Pada momen krusial tersebut, Barcelona sempat berhasil mencetak gol yang dinilai berpotensi membuka jalan bagi mereka untuk bangkit. Namun, setelah melalui proses peninjauan yang memakan waktu cukup lama, hingga delapan menit, gol tersebut akhirnya dinyatakan tidak sah karena dianggap offside. Penundaan yang luar biasa lama ini sontak memicu gelombang kritik tajam, tidak hanya dari para pemain dan staf pelatih Barcelona, tetapi juga dari kalangan publik pecinta sepak bola.
Menanggapi berbagai pertanyaan dan kekecewaan yang muncul, Komite Teknis Wasit (CTA) akhirnya merilis sebuah penjelasan resmi terkait insiden yang menjadi sorotan tersebut.

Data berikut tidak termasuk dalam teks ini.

PR #3687, opened 2023-01-31
chore(replays): Add test coverage for possible ip-address variants

cmanallen:
We've observed that a large number of replays are not recording their ip-addresses in clickhouse (stored as null).  I've added test coverage to assert how the replay processor responds to various ip-address values.


cmanallen:
I'm loathe to close additions of test coverage but since we found the source of this issue it feels like this pull is not so relevant anymore.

Penjelasan Resmi CTA Mengenai Insiden VAR
Dalam pernyataannya, CTA mengungkapkan bahwa akar permasalahan dalam peninjauan gol Barcelona tersebut terletak pada sistem offside semi-otomatis (SAOT) yang digunakan dalam proses analisis.

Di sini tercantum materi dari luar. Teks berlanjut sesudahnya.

PR #3688, opened 2023-02-01
ref(config) Remove events/errors Python components

evanh:
Remove the events/errors Python components. Also remove the EVENTS StorageKey, which wasn't used anywhere except in tests. Move some objects that were only used in tests into the relevant test.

Penggunaan Sistem SAOT: CTA menegaskan bahwa dalam menilai insiden tersebut, tim VAR telah mengikuti protokol yang berlaku dan menganalisisnya menggunakan sistem offside semi-otomatis SAOT.
Kesalahan Pemodelan Pemain: Selama proses analisis, terdeteksi adanya kesalahan pada sistem SAOT dalam memodelkan posisi pemain. Kesalahan ini terjadi setelah sistem mendeteksi adanya kepadatan pemain yang tinggi di area tertentu.

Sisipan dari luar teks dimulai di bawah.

PR #3690, opened 2023-02-02
fix(search-issues): rebuild search_issues dataset with a version column to support replacements in the future

barkbarkimashark:
We wanna rebuild the search_issues table to include a `deleted` column required for replacements. 

This table is only present in local and dev environments so its ok to drop the table and rebuild.

I tested this locally and didn't encounter any issues.

### DIFF
--- a/snuba/snuba_migrations/search_issues/0004_rebuild_search_issues_with_version.py
+++ b/snuba/snuba_migrations/search_issues/0004_rebuild_search_issues_with_version.py
@@ -113,7 +113,7 @@ class Migration(migration.ClickhouseNodeMigration):
                 table_name="search_issues_dist_new",
                 columns=columns,
                 engine=table_engines.Distributed(
-                    local_table_name="errors_local",
+                    local_table_name="search_issues_dist_new",
                     sharding_key="cityHash64(occurrence_id)",
                 ),
                 target=OperationTarget.DISTRIBUTED,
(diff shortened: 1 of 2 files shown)


MeredithAnya:
@barkbarkimashark I think Im a little confused why we don't want to just add the version column in a new migration, but maybe I'm missing something?

barkbarkimashark:
> @barkbarkimashark I think Im a little confused why we don't want to just add the version column in a new migration vs rebuilding the table, but maybe I'm missing something?

I think its mainly this line change here:
https://github.com/getsentry/snuba/pull/3690/files#diff-1349769bd353bf3a225887b8021c31b9070fb962bf9d32b9f24476c471421d29R80

@nikhars mentioned we can't change the engine params when its already been applied so we have to rebuild the table from scratch.

snuba/snuba_migrations/search_issues/0004_rebuild_search_issues_with_version.py
```diff
@@ -0,0 +1,155 @@
...
+    Column("user_name", String(Modifiers(nullable=True))),
+    Column("user_email", String(Modifiers(nullable=True))),
+    Column("ip_address_v4", IPv4(Modifiers(nullable=True))),
+    Column("ip_address_v6", IPv6(Modifiers(nullable=True))),
+    Column("sdk_name", String(Modifiers(low_cardinality=True, nullable=True))),
+    Column("sdk_version", String(Modifiers(low_cardinality=True, nullable=True))),
+    Column("contexts", Nested([("key", String()), ("value", String())])),
+    Column("http_method", String(Modifiers(nullable=True, low_cardinality=True))),
+    Column("http_referer", String(Modifiers(nullable=True))),
+    Column("version", UInt(8)),
```
nikhars, line 53: You should rename this column to `deleted` in order to be consistent with other tables and to avoid making additional changes in the replacer code in the future.

nikhars (approved):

Artinya, sistem tersebut mengalami kesulitan dalam memproses posisi setiap pemain secara akurat karena terlalu banyak pemain yang berkumpul dalam satu area yang sempit. Hal ini menyebabkan ketidakakuratan dalam penentuan garis offside.
Upaya Kalibrasi Ulang dan Keputusan Manual: Setelah mendeteksi adanya ketidakakuratan, tim VAR telah berupaya untuk melakukan kalibrasi ulang terhadap sistem. Namun, upaya tersebut dinyatakan tidak berhasil.
Sesuai dengan prosedur yang telah ditetapkan, ketika sistem tidak dapat dikalibrasi ulang atau dipastikan berfungsi dengan benar, tim VAR kemudian beralih ke metode manual. Dalam kasus ini, mereka secara manual menggambar garis offside untuk memastikan keputusan akhir yang tepat.
Dampak pada Durasi Peninjauan: CTA menjelaskan bahwa karena kendala teknis pada sistem SAOT tersebut, proses peninjauan permainan menjadi memakan waktu lebih lama dari biasanya. Selain itu, penayangan ulang (replay) untuk produksi televisi juga tidak dapat diberikan karena sistem SAOT tidak dapat digunakan secara optimal.
Dengan kata lain, kegagalan sistem teknologi untuk berfungsi sebagaimana mestinya memaksa wasit VAR untuk kembali ke metode penarikan garis offside secara manual. Proses inilah yang menjadi penyebab utama lamanya waktu peninjauan.
Dampak Psikologis dan Kecewaan Barcelona
Bagi kubu Barcelona, penjelasan resmi dari CTA ini kemungkinan besar tidak akan sepenuhnya meredakan rasa kecewa yang mendalam. Gol yang dianulir tersebut berpotensi besar untuk mengubah dinamika pertandingan. Jika gol tersebut disahkan, Barcelona mungkin akan mendapatkan dorongan psikologis yang signifikan untuk mengejar ketertinggalan.
Sebaliknya, penundaan yang begitu panjang justru terkesan mematikan momentum permainan dan membuat suasana pertandingan terasa terhenti. Dalam sebuah malam yang sudah terasa berat bagi Barcelona, insiden terkait VAR ini menambah daftar kekacauan yang tidak perlu terjadi, meninggalkan pertanyaan dan rasa frustrasi yang berkelanjutan.